Task statement
What's required is a verbatim printout of all the data.
########
PR #1967, opened 2024-05-12
[fastfunc] Use the python2/oils string model in Utf8DecodeOne

PossiblyAShrub:
Per the discussion in #1965, I've made the following updates:

- Made the `fastfunc.Utf8DecodeOne` "safe" by exposing the python2/oils string model (over the C one)
- Removed the NUL special casing in our `osh/string_ops.py` UTF-8 functions (`fastfunc.Utf8DecodeOne` now handles that)
- Added some tests to validate that string APIs like `Str => trim*()` are resilient to zero-codepoints

### DIFF
--- a/cpp/data_lang.cc
+++ b/cpp/data_lang.cc
@@ -175,13 +175,6 @@ Tuple2<int, int> Utf8DecodeOne(BigStr* s, int start) {
     codepoint_or_error = decode_result.codepoint;
   }
 
-  // Follow the python2/oils string model. See func_Utf8DecodeOne in
-  // pyext/fastfunc.c for details.
-  if (decode_result.error == UTF8_ERR_END_OF_STREAM) {
-    codepoint_or_error = 0;
-    decode_result.bytes_read = 1;
-  }
-
   return Tuple2<int, int>(codepoint_or_error, decode_result.bytes_read);
 }
 
--- a/cpp/data_lang.cc
+++ b/cpp/data_lang.cc
@@ -161,10 +161,8 @@ BigStr* ShellEncodeString(BigStr* s, int ysh_fallback) {
 }
 
 Tuple2<int, int> Utf8DecodeOne(BigStr* s, int start) {
-  // Bounds check for safety. start can equal length because the string has a
-  // nul-terminator. So utf8_decode(s + len(s)) is valid and would decode that
-  // terminator (also setting UTF8_ERR_END_OF_STREAM).
-  assert(0 <= start && start <= len(s));
+  // Bounds check for safety
+  assert(0 <= start && start < len(s));
 
   const unsigned char* string = reinterpret_cast<unsigned char*>(s->data());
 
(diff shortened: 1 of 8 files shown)


cpp/data_lang.cc
```diff
@@ -161,10 +161,8 @@ BigStr* ShellEncodeString(BigStr* s, int ysh_fallback) {
 }
 
 Tuple2<int, int> Utf8DecodeOne(BigStr* s, int start) {
-  // Bounds check for safety. start can equal length because the string has a
-  // nul-terminator. So utf8_decode(s + len(s)) is valid and would decode that
-  // terminator (also setting UTF8_ERR_END_OF_STREAM).
-  assert(0 <= start && start <= len(s));
+  // Bounds check for safety
+  assert(0 <= start && start < len(s));
```
andychu, line 165: This can be DCHECK(), which is on everywhere except the release build

(it doesn't exist in CPython, only in our C++)

pyext/fastfunc.c
```diff
@@ -104,6 +102,14 @@ func_Utf8DecodeOne(PyObject *self, PyObject *args) {
     codepoint_or_error = decode_result.codepoint;
   }
 
+  // utf8_decode treats zero-bytes as C-style NUL-terminators. But python2/oils
+  // strings treat these as zero-codepoints. Translate END_OF_STREAM errors
+  // (resulting from zero-bytes) to valid zero-codepoints.
+  if (decode_result.error == UTF8_ERR_END_OF_STREAM) {
```
andychu, line 108: Hm it seems like this works but isn't it cleaner to not return UTF8_ERR_END_OF_STREAM in the first place?

Basically I imagine



- `0xce 0x00` -- truncated encoding relies NUL bytes, returns  UTF8_ERR_TRUNCATED_BYTES
- 0x00` after some other valid encoding -- this is UTF8_OK 

I think it's possible to distinguish these cases in utf8decode()?  Or would it also need a length?

andychu (commented):
Thanks for following up on this!  (delayed review due to Mother's day :) )

andychu:
Thinking about it a little more, I think the caller is responsible for not calling utf8_decode() on the trailing NUL, in the valid case

Because you don't want to get UTF8_OK in that case

But in the invalid case, the caller doesn't know there's a NUL there, but it must supply it

---

I think we actually don't need UTF8_END_OF_STREAM at all?  I think we can just get rid of it, and make the caller is responsible 

1. NUL terminating every string
2. not over-running the buffer -- i.e. don't call it when on the  NUL **past** the end of the string, only ones **before** the end of the string (which it knows)

It is a bit weird and subtle, but I think it makes sense

(and this issue is why I was initially confused about the whole state machine / "inverting" the Crockford code)

PossiblyAShrub:
Yeah, you were right about removing the `END_OF_STREAM` error state; it simplified the code while preserving correctness. The "nul-terminator required but you must keep track of the buffer end" rule is certainly subtle, so I made sure to note it in the doc-comment.

andychu:
Looks very nice now, thanks!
########
Expected answer
PR #1967, opened 2024-05-12
[fastfunc] Use the python2/oils string model in Utf8DecodeOne

PossiblyAShrub:
Per the discussion in #1965, I've made the following updates:

- Made the `fastfunc.Utf8DecodeOne` "safe" by exposing the python2/oils string model (over the C one)
- Removed the NUL special casing in our `osh/string_ops.py` UTF-8 functions (`fastfunc.Utf8DecodeOne` now handles that)
- Added some tests to validate that string APIs like `Str => trim*()` are resilient to zero-codepoints

### DIFF
--- a/cpp/data_lang.cc
+++ b/cpp/data_lang.cc
@@ -175,13 +175,6 @@ Tuple2<int, int> Utf8DecodeOne(BigStr* s, int start) {
     codepoint_or_error = decode_result.codepoint;
   }
 
-  // Follow the python2/oils string model. See func_Utf8DecodeOne in
-  // pyext/fastfunc.c for details.
-  if (decode_result.error == UTF8_ERR_END_OF_STREAM) {
-    codepoint_or_error = 0;
-    decode_result.bytes_read = 1;
-  }
-
   return Tuple2<int, int>(codepoint_or_error, decode_result.bytes_read);
 }
 
--- a/cpp/data_lang.cc
+++ b/cpp/data_lang.cc
@@ -161,10 +161,8 @@ BigStr* ShellEncodeString(BigStr* s, int ysh_fallback) {
 }
 
 Tuple2<int, int> Utf8DecodeOne(BigStr* s, int start) {
-  // Bounds check for safety. start can equal length because the string has a
-  // nul-terminator. So utf8_decode(s + len(s)) is valid and would decode that
-  // terminator (also setting UTF8_ERR_END_OF_STREAM).
-  assert(0 <= start && start <= len(s));
+  // Bounds check for safety
+  assert(0 <= start && start < len(s));
 
   const unsigned char* string = reinterpret_cast<unsigned char*>(s->data());
 
(diff shortened: 1 of 8 files shown)


cpp/data_lang.cc
```diff
@@ -161,10 +161,8 @@ BigStr* ShellEncodeString(BigStr* s, int ysh_fallback) {
 }
 
 Tuple2<int, int> Utf8DecodeOne(BigStr* s, int start) {
-  // Bounds check for safety. start can equal length because the string has a
-  // nul-terminator. So utf8_decode(s + len(s)) is valid and would decode that
-  // terminator (also setting UTF8_ERR_END_OF_STREAM).
-  assert(0 <= start && start <= len(s));
+  // Bounds check for safety
+  assert(0 <= start && start < len(s));
```
andychu, line 165: This can be DCHECK(), which is on everywhere except the release build

(it doesn't exist in CPython, only in our C++)

pyext/fastfunc.c
```diff
@@ -104,6 +102,14 @@ func_Utf8DecodeOne(PyObject *self, PyObject *args) {
     codepoint_or_error = decode_result.codepoint;
   }
 
+  // utf8_decode treats zero-bytes as C-style NUL-terminators. But python2/oils
+  // strings treat these as zero-codepoints. Translate END_OF_STREAM errors
+  // (resulting from zero-bytes) to valid zero-codepoints.
+  if (decode_result.error == UTF8_ERR_END_OF_STREAM) {
```
andychu, line 108: Hm it seems like this works but isn't it cleaner to not return UTF8_ERR_END_OF_STREAM in the first place?

Basically I imagine



- `0xce 0x00` -- truncated encoding relies NUL bytes, returns  UTF8_ERR_TRUNCATED_BYTES
- 0x00` after some other valid encoding -- this is UTF8_OK 

I think it's possible to distinguish these cases in utf8decode()?  Or would it also need a length?

andychu (commented):
Thanks for following up on this!  (delayed review due to Mother's day :) )

andychu:
Thinking about it a little more, I think the caller is responsible for not calling utf8_decode() on the trailing NUL, in the valid case

Because you don't want to get UTF8_OK in that case

But in the invalid case, the caller doesn't know there's a NUL there, but it must supply it

---

I think we actually don't need UTF8_END_OF_STREAM at all?  I think we can just get rid of it, and make the caller is responsible 

1. NUL terminating every string
2. not over-running the buffer -- i.e. don't call it when on the  NUL **past** the end of the string, only ones **before** the end of the string (which it knows)

It is a bit weird and subtle, but I think it makes sense

(and this issue is why I was initially confused about the whole state machine / "inverting" the Crockford code)

PossiblyAShrub:
Yeah, you were right about removing the `END_OF_STREAM` error state; it simplified the code while preserving correctness. The "nul-terminator required but you must keep track of the buffer end" rule is certainly subtle, so I made sure to note it in the doc-comment.

andychu:
Looks very nice now, thanks!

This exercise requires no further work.